[Opening Material for this exercise section]

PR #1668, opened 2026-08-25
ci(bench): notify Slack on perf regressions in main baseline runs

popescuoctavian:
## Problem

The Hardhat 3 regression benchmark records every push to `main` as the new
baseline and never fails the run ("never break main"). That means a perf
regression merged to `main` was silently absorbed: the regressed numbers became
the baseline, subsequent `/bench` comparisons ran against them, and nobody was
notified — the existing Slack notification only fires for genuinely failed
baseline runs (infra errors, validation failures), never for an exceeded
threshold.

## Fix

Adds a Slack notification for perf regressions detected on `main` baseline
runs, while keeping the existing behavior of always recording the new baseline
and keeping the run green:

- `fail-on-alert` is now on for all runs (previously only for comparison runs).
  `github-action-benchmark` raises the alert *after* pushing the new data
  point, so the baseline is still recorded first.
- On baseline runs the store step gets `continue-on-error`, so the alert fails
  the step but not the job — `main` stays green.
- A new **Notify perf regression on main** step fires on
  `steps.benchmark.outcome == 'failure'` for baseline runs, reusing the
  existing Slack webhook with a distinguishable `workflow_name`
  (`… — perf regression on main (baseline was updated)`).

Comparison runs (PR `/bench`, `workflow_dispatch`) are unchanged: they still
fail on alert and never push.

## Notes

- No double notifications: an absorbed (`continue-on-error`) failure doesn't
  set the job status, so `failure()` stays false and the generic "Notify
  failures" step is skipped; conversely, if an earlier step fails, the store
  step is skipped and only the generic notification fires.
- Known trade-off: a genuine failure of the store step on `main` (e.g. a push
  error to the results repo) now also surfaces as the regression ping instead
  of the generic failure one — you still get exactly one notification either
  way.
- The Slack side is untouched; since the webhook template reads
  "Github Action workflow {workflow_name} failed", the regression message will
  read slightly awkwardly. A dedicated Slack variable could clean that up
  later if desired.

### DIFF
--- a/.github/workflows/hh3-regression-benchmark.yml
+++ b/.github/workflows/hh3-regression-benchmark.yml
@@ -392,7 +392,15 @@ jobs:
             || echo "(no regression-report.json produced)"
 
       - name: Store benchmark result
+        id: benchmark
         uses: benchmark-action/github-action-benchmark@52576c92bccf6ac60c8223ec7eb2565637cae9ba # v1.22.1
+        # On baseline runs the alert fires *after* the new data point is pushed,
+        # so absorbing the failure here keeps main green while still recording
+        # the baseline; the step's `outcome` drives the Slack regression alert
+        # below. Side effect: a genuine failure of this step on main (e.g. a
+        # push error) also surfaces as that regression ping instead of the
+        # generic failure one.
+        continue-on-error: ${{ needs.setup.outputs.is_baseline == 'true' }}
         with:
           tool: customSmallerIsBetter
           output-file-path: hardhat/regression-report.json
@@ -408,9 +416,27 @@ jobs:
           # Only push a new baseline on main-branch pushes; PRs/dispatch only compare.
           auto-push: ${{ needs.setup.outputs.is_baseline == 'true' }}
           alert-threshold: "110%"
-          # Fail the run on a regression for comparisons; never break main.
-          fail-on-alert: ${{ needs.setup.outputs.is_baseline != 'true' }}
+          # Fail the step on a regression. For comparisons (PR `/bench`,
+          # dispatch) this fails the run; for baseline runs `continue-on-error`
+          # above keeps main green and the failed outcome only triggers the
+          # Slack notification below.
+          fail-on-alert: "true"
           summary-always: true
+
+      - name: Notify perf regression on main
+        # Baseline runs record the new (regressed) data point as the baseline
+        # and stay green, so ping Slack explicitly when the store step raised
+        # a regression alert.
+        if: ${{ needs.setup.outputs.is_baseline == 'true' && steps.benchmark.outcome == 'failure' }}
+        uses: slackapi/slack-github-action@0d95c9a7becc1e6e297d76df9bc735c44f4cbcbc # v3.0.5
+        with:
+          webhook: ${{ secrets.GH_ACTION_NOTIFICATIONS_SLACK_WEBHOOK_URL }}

[Closing Material for this exercise section]

_Action item_. Return only this span, exactly: the line that contains "only triggers the" and all lines after it to the end of the records.

_Result of this exercise_.
+          # above keeps main green and the failed outcome only triggers the
+          # Slack notification below.
+          fail-on-alert: "true"
           summary-always: true
+
+      - name: Notify perf regression on main
+        # Baseline runs record the new (regressed) data point as the baseline
+        # and stay green, so ping Slack explicitly when the store step raised
+        # a regression alert.
+        if: ${{ needs.setup.outputs.is_baseline == 'true' && steps.benchmark.outcome == 'failure' }}
+        uses: slackapi/slack-github-action@0d95c9a7becc1e6e297d76df9bc735c44f4cbcbc # v3.0.5
+        with:
+          webhook: ${{ secrets.GH_ACTION_NOTIFICATIONS_SLACK_WEBHOOK_URL }}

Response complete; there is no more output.